Data for the task below:
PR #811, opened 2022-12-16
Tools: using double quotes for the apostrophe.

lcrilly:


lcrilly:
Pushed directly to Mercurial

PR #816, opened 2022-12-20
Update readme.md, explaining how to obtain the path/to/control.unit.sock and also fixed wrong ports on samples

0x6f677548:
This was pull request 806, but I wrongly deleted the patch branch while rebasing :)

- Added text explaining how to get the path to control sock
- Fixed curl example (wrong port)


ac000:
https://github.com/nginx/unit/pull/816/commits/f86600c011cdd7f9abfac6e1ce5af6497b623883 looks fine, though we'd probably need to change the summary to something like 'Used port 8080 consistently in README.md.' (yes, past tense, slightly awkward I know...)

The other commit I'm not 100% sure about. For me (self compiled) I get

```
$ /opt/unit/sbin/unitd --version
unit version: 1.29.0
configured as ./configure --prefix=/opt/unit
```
End of Data for the task.
*Aim of the exercise*
How many lines in the entries above include the string "path"? Give only the number.

*Task answer*
2